Due to unavailability of capability of current browsers to do guest side/or screen side audio transcription we cannot do guest side transcription in browser, hence currently host side transcription for enhant plugin is done by command line docker application , for this enhant plugin sends captures screen audio using tabcapture api in chrome, this audio is sent into with following format:

type: LINEAR16
number of channels: 1
sample rate: 44100
sample width: 2

additionally transcription service is hosted as an websocket server with https enabled on port number 1111

To communicate some of the configuration parameters are communicated between plugin and command line application. Format of data sent by Plugin to application on first connect:

{
    "cmd":"start",
    "origin":"speaker",
    "conversation_id":"ID",
    "lang":"en-US"
}

On successfully connect application sends following json data back:

{
    "cmd":"start",
    "origin":"speaker",
    "conversation_id":"ID",
    "lang_enabled":"en-US",
    "need_punctuation": True
}

After this initial handshake browser plugin needs to send continuous packets of raw audio data in format discussed earlier.
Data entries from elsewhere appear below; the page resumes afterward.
PR #2790, opened 2019-12-06
Enable custom do-not-reply address & bounce messages for cobrands

davea:
For https://github.com/mysociety/fixmystreet-commercial/issues/1689

### DIFF
--- a/bin/handlemail
+++ b/bin/handlemail
@@ -22,6 +22,7 @@ BEGIN {
 use Getopt::Long;
 use Path::Tiny;
 use FixMyStreet;
+use FixMyStreet::Cobrand;
 use FixMyStreet::DB;
 use FixMyStreet::Email;
 use mySociety::HandleMail;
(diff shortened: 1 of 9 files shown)


bin/handlemail
```diff
@@ -180,20 +181,43 @@ sub handle_non_bounce_to_null_address {
...
+# use a cobrand's own reply-autoresponse template.
+sub get_config_for_autoresponse {
+    # cobrand might have been set from command line, so prefer that if so.
+    if ( defined $cobrand ) {
+        return ( $cobrand, FixMyStreet->config('CONTACT_EMAIL'), FixMyStreet->config('CONTACT_NAME') );
+    }
+
+    # Try and find a matching email address in the COBRAND_FEATURES config
+    my $recipient = mySociety::HandleMail::get_bounce_recipient($data{message})->address;
+    my $cobrands = FixMyStreet->config('COBRAND_FEATURES')->{do_not_reply_email} || {};
```
dracos: This will die with an error if COBRAND_FEATURES doesn't exist (and so returns undef), would be good to be careful given it's a script run on email input.

davea:
Please give it a go on staging, yes! I'll fix those bits now...

PR #2793, opened 2019-12-10
[TfL] Server-side red route lookup

davea:
The app can't distinguish between reports being made on red routes or not, so this PR makes the determination server side and returns the appropriate categories in the `/report/new/ajax` call. This fixes the app and also updates the website to use the same method.

Fixes https://github.com/mysociety/fixmystreet-commercial/issues/1716

[skip changelog]

### DIFF
--- a/perllib/FixMyStreet/Cobrand/UKCouncils.pm
+++ b/perllib/FixMyStreet/Cobrand/UKCouncils.pm
@@ -289,6 +289,18 @@ sub prefill_report_fields_for_inspector { 1 }
 
 sub social_auth_disabled { 1 }
 
+sub munge_report_new_category_list {
+    my ($self, $options, $contacts, $extras) = @_;
+
+    my %bodies = map { $_->body->name => $_->body } @$contacts;
+    if ( $bodies{'TfL'} ) {
+        # Presented categories vary if we're on/off a red route
+        my $tfl = FixMyStreet::Cobrand->get_class_for_moniker( 'tfl' )->new({ c => $self->{c} });
+        $tfl->munge_red_route_categories($options, $contacts);
+    }
+}
+
+
 =head2 lookup_site_code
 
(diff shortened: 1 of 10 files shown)


web/cobrands/tfl/assets.js
```diff
@@ -109,75 +50,10 @@ var red_routes_layer = fixmystreet.assets.add(defaults, {
...
-    road: true,
     non_interactive: true,
     always_visible: true,
     all_categories: true,
-    nearest_radius: 0.1,
     stylemap: tlrn_stylemap,
-    no_asset_msg_id: '#js-not-tfl-road',
-    actions: {
-        found: function(layer, feature) {
-            fixmystreet.message_controller.road_found(layer, feature);
```
dracos: As discussed, I think the first bit of found/not_found needs to run on the tfl cobrand alone, to keep its current behaviour.

perllib/FixMyStreet/Cobrand/UKCouncils.pm
```diff
@@ -289,6 +289,19 @@ sub prefill_report_fields_for_inspector { 1 }
 
 sub social_auth_disabled { 1 }
 
+sub munge_report_new_category_list {
+    my ($self, $options, $contacts, $extras) = @_;
+
+    my %bodies = map { $_->body->name => $_->body } @$contacts;
+    if ( $bodies{'TfL'} ) {
```
dracos: I guess you don't want to run this on TfL cobrand itself.

dracos:
Pushed a fix for one test (needed TfL cobrand to be present) and other (TfL cobrand always returns all TfL categories), and then (untested) a change to not_found to only run on TfL cobrand and spot tlrn categories again.

davea:
Thanks for the fixups. They did the trick so I've merged this 👍

PR #2802, opened 2019-12-13
Stored ‘contributed_by’ when staff users make anonymous reports via button

davea:
[skip changelog]


davea:
> Perhaps contributing_as_anonymous_user should always store contributed_by if a staff user?

Yes, makes sense I think. Done in c8d069f72021052cad343a9ad222f6e606cd6458.

davea:
That's the intended/expected behaviour, yes. It means we can tell the difference between anonymous report made by the button vs the "report as" dropdown, though not sure if there's actually any value in knowing that yet :)

PR #2803, opened 2019-12-13
[Greenwich] [TfL] Fix TfL category display, and ignore groups

dracos:
This stops a category that should only be displayed on the TfL cobrand from displaying elsewhere (including Greenwich), and ignores groups from Greenwich as we don't want to use them but we do want to enable category groups for the TfL categories.
[skip changelog]


dracos:
Merged as fbd8ab730 and ea9d9fc2a

PR #2806, opened 2019-12-17
Show GPS marker on map when frontpage geolocation link used

### LINKED ISSUE #2359: Add 'you are here' pin to map when using 'locate me automatically'
Would it be possible to add a 'you are here' pin to the map once someone has clicked 'locate me automatically'? Appreciate this will be the very centre, but I think it would help people make sense of the map.

davea:
When the user clicks the "...or use my location" link to get to the map, their current location is shown on the map:

IMG_1129

The radius of the semi-transparent circle under the marker corresponds to the accuracy of the current location.

image

I opted to put this beneath all the pins on the map, though this does mean in busy locations it can be hard to see:

image

However putting the marker on top looks a little odd and more importantly seems to break the ability to click the existing pins:

image

Fixes #2359.


dracos:
Please compile OpenLayers from https://github.com/mysociety/ol2 otherwise it will break under Content-Security-Policy.

web/js/map-OpenLayers.js
```diff
@@ -375,6 +375,66 @@ $.extend(fixmystreet.utils, {
...
+            layer = new OpenLayers.Layer.Vector('Geolocation');
+            fixmystreet.map.addLayer(layer);
+            layer.setZIndex(fixmystreet.map.getLayersByName("Pins")[0].getZIndex() - 1);
+          }
+
+          function updateGeolocationMarker(e) {
+              if (!layer) {
+                  addGeolocationLayer();
+              }
+              layer.removeAllFeatures();
```
dracos: Could we move the features instead of recreating them every time there's a location update?

zarino: Just to flog a dead horse just a little more, if the blue dot is permanent, rather than constantly being recreated, then that would open the door to a putting a CSS "pulse" animation onto it…

davea:
I'd forgotten about our OpenLayers fork. Will recompile with that. And yes, I'll have a look at moving instead of recreating the features.

PR #3612, opened 2021-10-06
Block well-behaved robots fromfull-size images

sagepe:
There's no real reason for bots to crawl these so we might as well
save ourselves the bandwidth and cache space where possible.

As robots.txt matches prefixes, this rule should cover any full size
image regardless of its format (the majority are jpeg but some are png).
The simple wildcard matching should be supported by the major search
engine bots that make up the bulk of bot traffic.

[skip changelog]


dracos (approved):
📴

PR #3614, opened 2021-10-11
[Shropshire] Shropshire styles and templates and initial Shropshire.pm file

MorayMySoc:
Adding styles and templates
Adding Shropshire PM file

Please check the following:

[skip changelog]


templates/web/shropshire/index-steps.html
```diff
@@ -0,0 +1,18 @@
+<h2>[% loc('How to report a problem') %]</h2>
+
+<ol class="big-numbers">
+    <li>[% question %]</li>
+    <li>Plot the location on the map</li>
+    <li>[% loc('Enter details of the problem') %]</li>
+    [% IF c.cobrand.is_council %]
```
dracos, line 7: It is.

templates/web/shropshire/index-steps.html
```diff
@@ -0,0 +1,18 @@
...
+        <li>Confirm the report and [% c.cobrand.council_name %] will investigate</li>
+    [% ELSIF c.cobrand.moniker == 'zurich' %]
```
dracos, line 9: It is not.

dracos (changes requested):
A template can be simplified, and the example places can be removed again :)

templates/web/shropshire/index-steps.html
dracos: (so this IF can be removed, I meant)

dracos (changes requested):
One IF can still be removed.

More generally, this PR now doesn't really work because other branches have been merged into it that are nothing to do with it (the PR description no longer matches, for example, I assume I'm only reviewing the fixup but that's not clear). Other branches should have been merged into something like  `shropshire-reviewed`, not this branding branch that is the subject of its own PR (and then this PR should also be merging into shropshire-reviewed, and then the whole thing can be tidied and merged to master when ready).

templates/web/shropshire/index-steps.html
MorayMySoc: This fix is now in master as was merged from another branch

dracos:
As above, this was merged elsewheres.

PR #3618, opened 2021-10-18
[Merton] Enable multi_photos in open311 config

chrismytton:
Merton want to receive multiple photos to their open311 endpoint, so
enable the multiple photos feature for open311 reports.

Part of https://github.com/mysociety/societyworks/issues/2560


ludovic-tc:
:+1:

PR #3623, opened 2021-10-20
[Merton] add USRN and service attributes to Open311 requests

ludovic-tc:
Adds `USRN` and `service` (i.e. user's platform) to Open311 service requests.

Fixes mysociety/societyworks/issues/2673

- [ ] provide test(s)


templates/web/merton/footer_extra_js.html
```diff
@@ -0,0 +1,4 @@
+[% PROCESS 'footer_extra_js_base.html' cobrand_js=1 validation=1 tfl=1 roadworks=1 %]
+[% scripts.push(
```
dracos, line 2: The footer_extra_js_base.html includes /cobrands/merton/assets.js because of the `cobrand_js=1` parameter, so this addition of the same JS file is unnecessary.

chrismytton:
Merged to Merton reviewed.

PR #3636, opened 2021-11-01
[Shropshire] Add assets file and configuration 

MorayMySoc:
* Add asset.js and footer
* Add no quesionairre setting
* Add site config setting
* Add fake site config while data is broken

[skip changelog]


MorayMySoc:
Created in error. Closing

PR #3637, opened 2021-11-01
[Shropshire] Assets information

MorayMySoc:
* Adds asset file and trigger footer
* Adds no_questionnaire setting
* Adds site_config setting

[skip changelog]

### DIFF
--- a/templates/web/shropshire/footer_extra_js.html
+++ b/templates/web/shropshire/footer_extra_js.html
@@ -1,1 +1,1 @@
-[% PROCESS 'footer_extra_js_base.html' cobrand_js=1 validation=1 %]
+[% PROCESS 'footer_extra_js_base.html' cobrand_js=1 highways=1 validation=1 %]
--- a/templates/web/shropshire/footer_extra_js.html
+++ b/templates/web/shropshire/footer_extra_js.html
@@ -1,0 +1,1 @@
+[% PROCESS 'footer_extra_js_base.html' cobrand_js=1 validation=1 %]
--- a/web/cobrands/shropshire/assets.js
+++ b/web/cobrands/shropshire/assets.js
@@ -1,0 +1,189 @@
+(function(){
+
+if (!fixmystreet.maps) {
+    return;
+}
+
+var wfs_host = fixmystreet.staging ? 'tilma.staging.mysociety.org' : 'tilma.mysociety.org';
+var tilma_url = "https://" + wfs_host + "/mapserver/shropshire";
+
+var defaults = {
+    http_options: {
+        url: tilma_url,
+        params: {
+            SERVICE: "WFS",
+            VERSION: "1.1.0",
+            REQUEST: "GetFeature",
+            SRSNAME: "urn:ogc:def:crs:EPSG::27700"
+        }
+    },
+    asset_type: 'spot',
+    asset_id_field: 'central_as',
+    attributes: {
+        central_asset_id: 'central_as',
+        site_code: 'site_code'
+    },
+    geometryName: 'msGeometry',
+    srsName: "EPSG:27700",
+    body: "Shropshire Council",
+    strategy_class: OpenLayers.Strategy.FixMyStreet
+};
+
+var streetlight_stylemap = new OpenLayers.StyleMap({
+    'default': fixmystreet.assets.style_default,
+    'hover': fixmystreet.assets.style_default_hover,
+    'select': fixmystreet.assets.construct_named_select_style("${feature_id}")
+  });
+
+var labeled_defaults = $.extend(true, {}, defaults, {
+    select_action: true,
+    feature_code: 'feature_id',
+    stylemap: streetlight_stylemap,
+    construct_asset_name: function(id) {
+        var code = id.replace(/[O0-9]+[A-Z]*/g, '');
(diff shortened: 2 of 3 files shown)


web/cobrands/shropshire/assets.js
```diff
@@ -0,0 +1,189 @@
...
+    actions: {
+        asset_found: fixmystreet.assets.named_select_action_found,
+        asset_not_found: fixmystreet.assets.named_select_action_not_found
+    }
+});
+
+fixmystreet.assets.add(defaults, {
+    http_options: {
+        params: {
+            TYPENAME: "Traffic_Signal_Areas"
```
dracos, line 97: It look me ages to find anything in this layer, not sure if that was me or if it e.g. needs to zoom in more or something else to be more noticeable. Is having them as areas noticeably better than just having them as points?

templates/web/shropshire/footer_extra_js.html
```diff
@@ -0,0 +1 @@
+[% PROCESS 'footer_extra_js_base.html' cobrand_js=1 validation=1 %]
```
dracos, line 1: You need highways=1 if you want the Highways England handling code.

dracos (changes requested):
A number of issues with the assets, some things not working, some suggestions as what needs adding.

web/cobrands/shropshire/assets.js
```diff
@@ -32,23 +32,8 @@ var defaults = {
 var streetlight_stylemap = new OpenLayers.StyleMap({
```
dracos, line 32: This style map isn't used.

web/cobrands/shropshire/assets.js
```diff
@@ -0,0 +1,189 @@
...
+    stylemap: new OpenLayers.StyleMap({
+         'default': highways_style
+     }),
+    always_visible: true,
+    non_interactive: true,
+    road: true,
+    asset_item: 'road',
+    asset_type: 'road',
+    all_categories: true,
+});
```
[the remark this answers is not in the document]
dracos: No, asset_item and asset_type are used in messages such as "Zoom in to pick an asset_item" (and asset_type is used in the CSS class). By attribute, I meant a `usrn:` attribute on the object instead of `road: true` (which is for calling found/not found code on road layers, which you don't have here), see examples in other cobrand files and `updateUSRNField` in fixmystreet/assets.js for how that attribute is used.

web/cobrands/shropshire/assets.js
```diff
@@ -0,0 +1,189 @@
...
+    }
+});
+
+fixmystreet.assets.add(defaults, {
+    http_options: {
+        params: {
+            TYPENAME: "Parish_Street_Lights"
+        }
+    },
+    asset_category: ["3+ Consecutive Lights Out", "Hanging Lantern", "Smoking/Sparking equipment",
```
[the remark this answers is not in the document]
MorayMySoc: Not sure how to do this. Will have to look into it.

web/cobrands/shropshire/assets.js
```diff
@@ -0,0 +1,189 @@
...
+    actions: {
+        asset_found: fixmystreet.assets.named_select_action_found,
+        asset_not_found: fixmystreet.assets.named_select_action_not_found
+    }
+});
+
+fixmystreet.assets.add(defaults, {
+    http_options: {
+        params: {
+            TYPENAME: "Grit_Bins"
```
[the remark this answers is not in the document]
MorayMySoc: Going to have to request the layer as can't seem to download it

web/cobrands/shropshire/assets.js
```diff
@@ -0,0 +1,161 @@
...
+    fill: false,
+    strokeColor: "#5555FF",
+    strokeOpacity: 0.1,
+    strokeWidth: 7
+});
+
+fixmystreet.assets.add(defaults, {
+    http_options: {
+        params: {
+            TYPENAME: "Street_Gazetteer"
```
dracos, line 47: The .map file will need updating to match.

dracos (changes requested):
The USRN layer isn't set up correctly, I'm afraid.
For the union thing I mentioned, you could look at all the "CONNECTIONTYPE UNION" layers in e.g. bucks.map or iow.map which combine multiple data files in one layer for sending out.

templates/web/shropshire/footer_extra_js.html
MorayMySoc: Locally, this is now showing the option of is this a highway, but not showing the categories when 'On the ...' selected. Not sure if that's my setup or I need something else.

web/cobrands/shropshire/assets.js
```diff
@@ -52,16 +47,20 @@ fixmystreet.assets.add(defaults, {
      }),
     always_visible: true,
     non_interactive: true,
+    usrn: {
+        attribute: 'USRN',
+        field: 'site_code'
+    },
     road: true,
```
dracos, line 54: `usrn:` looks right, yep, but you still want to drop this line (although all it's doing is looking for hooks to call that aren't there, or setting body_send which doesn't matter here, I think, but best to be clear you're not using the functionality).

dracos (approved):
You can drop the road variable, but not necessary right now, looks good, hope it works :)

PR #3645, opened 2021-11-05
[Shropshire] Add road layer found/not-found messages

MorayMySoc:
If a report is made on a private road will give a private road message
If a report is made not on a public road will give a not Shropshire Council message

https://github.com/mysociety/societyworks/issues/2663

[skip changelog]

### DIFF
--- a/templates/web/shropshire/report/new/roads_message.html
+++ b/templates/web/shropshire/report/new/roads_message.html
@@ -1,0 +1,10 @@
+<div id="js-roads-responsibility" class="box-warning hidden">
+    <strong>Not maintained by Shropshire Council</strong>
+    <div id="js-not-a-road" class="hidden js-responsibility-message js-roads-shropshire">
+        <p>The location you have selected doesn't appear to be on <span class="js-roads-asset" data-original="a road">a public road</span> that Shropshire Council maintain.</p>
+        <p>Please select <span class="js-roads-asset" data-original="a road">a road</span> on which to make a report.</p>
+    </div>
+    <div id="js-not-council-road" class="js-responsibility-message hidden js-roads-shropshire">
+        <p>The road you have selected is a <strong>Private road</strong> and not maintained by Shropshire Council</p>
+    </div>
+</div>
--- a/web/cobrands/shropshire/assets.js
+++ b/web/cobrands/shropshire/assets.js
@@ -45,8 +45,6 @@ fixmystreet.assets.add(defaults, {
     stylemap: new OpenLayers.StyleMap({
          'default': highways_style
      }),
-    always_visible: true,
-    non_interactive: true,
     usrn: {
         attribute: 'USRN',
         field: 'site_code'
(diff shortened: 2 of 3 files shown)


web/cobrands/shropshire/assets.js
```diff
@@ -45,16 +45,35 @@ fixmystreet.assets.add(defaults, {
...
     road: true,
     asset_item: 'road',
     asset_type: 'road',
+    no_asset_msg_id: '#js-not-a-road',
+    always_visible: true,
+    non_interactive: true,
     all_categories: true,
+    actions: {
+        found: function(layer, asset) {
+            fixmystreet.message_controller.road_found(layer, asset.attributes.SITE_CLASS, function(name)
```
dracos, line 61: No biggie, but to be consistent with the rest of this file and the other JS, we put `{` on the same line as the function/if/else statements, and therefore with less indenting.

templates/web/shropshire/report/new/roads_message.html
```diff
@@ -0,0 +1,10 @@
+<div id="js-roads-responsibility" class="box-warning hidden">
+    <strong>Not maintained by Shropshire Council</strong>
+    <div id="js-not-a-road" class="hidden js-responsibility-message">
+        <p>The location you have selected doesn't appear to be on <span class="js-roads-asset" data-original="a road">a public road</span> that Shropshire Council maintain.</p>
+        <p>Please select <span class="js-roads-asset" data-original="a road">a road</span> on which to make a report.</p>
+    </div>
+    <div id="js-roads-private" class="js-responsibility-message hidden">
```
dracos, line 7: For this to work on .com, it needs including in the fixmystreet.com equivalent template also. Or you could use `js-not-council-road` instead of `js-roads-private` and then it would use that existing div there, which may be similar enough.

web/cobrands/shropshire/assets.js
```diff
@@ -45,16 +45,35 @@ fixmystreet.assets.add(defaults, {
...
-    always_visible: true,
-    non_interactive: true,
     usrn: {
         attribute: 'USRN',
         field: 'site_code'
     },
     road: true,
     asset_item: 'road',
     asset_type: 'road',
+    no_asset_msg_id: '#js-not-a-road',
```
dracos, line 55: I think (though I'm not entirely sure) you need a no_asset_msgs_class as well - see e.g. equivalent code in Bucks assets.js and roads_message.html (and .com template too) - this is so if you click from a private road to a public road, the message gets correctly removed (otherwise I think it would only remove the "not on a road" message).

dracos (changes requested):
Couple of issues to do with .com and removal of the 'private road' message.

dracos (changes requested):
I assume you'll need to add js-roads-shropshire class to the .com template, think that's all.

dracos (approved):
Looks okay, as long as it's working :)

PR #3649, opened 2021-11-11
[Merton] prevent non-staff users from reopening reports

ludovic-tc:
fixes mysociety/societyworks/issues/2625

[skip changelog]

### DIFF
--- a/perllib/FixMyStreet/Cobrand/FixMyStreet.pm
+++ b/perllib/FixMyStreet/Cobrand/FixMyStreet.pm
@@ -429,4 +429,11 @@ around 'munge_sendreport_params' => sub {
     $row->areas($original_areas);
 };
 
+sub reopening_disallowed {
+    my ($self, $problem) = @_;
+    my $c = $self->{c};
+    return 1 if $problem->to_body_named("Merton") && $c->user_exists && (!$c->user->from_body || $c->user->from_body->name ne "Merton Council");
+    return $self->next::method($problem);
+}
+
 1;
--- a/perllib/FixMyStreet/Cobrand/Merton.pm
+++ b/perllib/FixMyStreet/Cobrand/Merton.pm
@@ -38,4 +38,15 @@ sub open311_config {
 
 sub privacy_policy_url { "https://www.merton.gov.uk/legal/privacy-and-cookies" }
 
+sub reopening_disallowed {
+    my ($self, $problem) = @_;
+    # allow admins to restrict staff from reopening categories using category control
+    return 1 if $self->next::method($problem);
+    # only Merton staff may reopen reports
+    my $c = $self->{c};
+    my $user = $c->user;
+    return 0 if ($c->user_exists && $user->from_body && $user->from_body->cobrand_name eq 'Merton Council');
+    return 1;
+}
+
 1;
--- a/t/cobrand/merton.t
+++ b/t/cobrand/merton.t
@@ -1,0 +1,90 @@
+use Test::MockModule;
+use FixMyStreet::TestMech;
+use HTML::Selector::Element qw(find);
+
+my $mech = FixMyStreet::TestMech->new;
+my $cobrand = Test::MockModule->new('FixMyStreet::Cobrand::Merton');
+
+$cobrand->mock('area_types', sub { [ 'LBO' ] });
+
+my $merton = $mech->create_body_ok(2500, 'Merton Council');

In return transcription service sends back text transcription data as and when available.

To implement your own transcription service you need to follow the same protocol so that plugin remains interface agnostic to actual transcription service.

If for example you want to add Mozilla deepspeech as an transcription service you need to first find a streaming api for deepspeech which can take audio chunks as an input and gives back transcription back as text messages, now you can modify any of the two python websocket servers, located api/transcription_svc/websocket-server/asr_server.py or api/transcription_svc/websocket-server/python_websocket.py you client can than receive streaming audio data from enhant plugin on websocket as mentioned above and then pass on this audio steam through python multiprocessing module to separate os process which can in turn run and call Mozilla deepspeech api for speech to text. This way you can support for your own speech to text engine with enhant transcription service.